An average user is a myth. Every kind of average user has its own traits and they differ widely.

That's why there is such thing as system settings.

And yes, most desktop users are conscious when they work with files. Windows by default suggests "My Documents" folder as a target destination which is a pretty sane safe choice for all traits of average Joes.

That not the issue though. Programs that plaster your registry full of crap or replace or change os files etc
That can be solved by not requiring admin privileges to install software and getting rid of the registry, which was an awful idea to begin with.
Don't run stuff as root then.
Honestly I think not having a global filesystem makes things harder for the "average user." Most college students aren't going to only keep their word documents in word for example, they need to email them and upload them to tools like blackboard.
this is why shared storages are also needed, where apps can have a common view of some set of data.
You go via the Save/Load dialogs which give access to a file; apps just aren't given non-permission/user-interaction file enumeration by default except for certain directories https://msdn.microsoft.com/en-gb/windows/uwp/files/file-acce...
Sounds like it's not possible to create a custom file manager, or space visualizer or anything like that?
But then all the data people care about will go there. How is that different from /home/user/ ?
In other words: a global filesystem.
Unless you or someone you trust has audited an application, all apps are untrusted and should be given least privileges (e.g. the mobile/UWP model).

Personally I'd suggest that the trade off is whether the risks of global filesystems are worth it in productivity benefits.

For standard users (non IT-professionals) I think they are not and for IT professionals, in most cases, I think they are.

I guess you also only then need a firewall, if you use closed source software. When using OpenSource software you can always be sure that nothing will do unauthorized access to your network, willingly or accidentally...
That's a bit naive... Just two examples

OpenSSL has had 22 vulnerabilities in 2016 so far [1]

Linux has has 336 vulnerabilities in 2016 so far [2]

[1] https://web.nvd.nist.gov/view/vuln/statistics-results?adv_se...

[2] https://web.nvd.nist.gov/view/vuln/statistics-results?adv_se...

I tried to point to the flaw in the parent comment's logic with a sarcastic answer. :)
Average users don't ever know where they are supposed to save their files.

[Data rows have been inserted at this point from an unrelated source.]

PR #599, opened 2023-06-27
bzl: add http_archive to bazel-example

jhchabran:
The `http_archive` rule was missing which can lead to confusing errors when the users tries to write the rule themselves and forget about `strip_prefix`, as the `.bazelignore` from this repo will suddenly stop matching the `examples` folder, leading to build errors about the example itself. 

### Test plan

Tested with the example repo from bazel/java docs.

### DIFF
--- a/examples/bazel-example/WORKSPACE
+++ b/examples/bazel-example/WORKSPACE
@@ -22,7 +22,15 @@ local_repository(
     name = "scip_java",
     path = "../.."
 )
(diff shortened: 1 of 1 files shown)


keynmol (approved):
I confirmed that with this change I was able to index a sample Bazel repo (version _had_ to be 5.2.x though)

This also fills the gap in the docs which point to this file which actually didn't contain the required information.

Thank you so much @jhchabran

PR #605, opened 2023-07-05
deps: bump version of mill plugin to 0.3.5

ckipp01:
This also bumps up the default semanticdb version from 4.7.6 to 4.8.1
which brings in some fixes you'll probably want.

### Test plan

Things that be 🟢 should all stay 🟢 .


olafurpg (approved):
Thank you @ckipp01 ! 🙏🏻 

LGTM

PR #610, opened 2023-07-07
Add support to auto-index Bazel builds with an aspect

olafurpg:
Previously, the Bazel example required monkeypatching the `java_library` rule in order to inject the SemanticDB compiler plugin. This PR is an exploration to replace monkeypatching with aspects, which is a Bazel feature that seems made for our exact use-case. The goal of this PR is to make it possible to auto-index Bazel codebases with as little changes as possible to the existing build configuration in WORKSPACE and BUILD files.

With this change, it should be possible to index most Java/Bazel codebases with the following command
```
scip-java index --bazel-scip-java-binary=$(which scip-java)
```

### Test plan

- See new `bazel_aspect` CI job that indexes scip-java itself and the example workspace
- Green CI.

### DIFF
--- a/.github/workflows/ci.yml
+++ b/.github/workflows/ci.yml
@@ -83,7 +83,12 @@ jobs:
       - run: yarn global add @bazel/bazelisk
       - run: sbt cli/pack
       - run: echo "$PWD/scip-java/target/pack/bin" >> $GITHUB_PATH
-      - run: |
+      - name: Auto-index scip-java codebase
+        run: |
+          scip-java index --build-tool=bazel --bazel-scip-java-binary=$(which scip-java)
+      - run: du -h index.scip
+      - name: Auto-index example/bazel-workspace
+        run: |
           scip-java index --build-tool=bazel --bazel-scip-java-binary=$(which scip-java)
         working-directory: examples/bazel-example
       - run: du -h index.scip
--- a/.github/workflows/ci.yml
+++ b/.github/workflows/ci.yml
@@ -55,7 +55,7 @@ jobs:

Every time I visit family I get to sort out the files scattered around the hard disk.

Every time I call my mum I have to call my dads mobile first because she can't remember to press the button to hang up. Ther's only so much simplyfying you can do.

Funilly enough, in her 70's now she's taught herself to use a computer and can manage documents in the file system.

I think it's the same tier as global variables: an anti-pattern.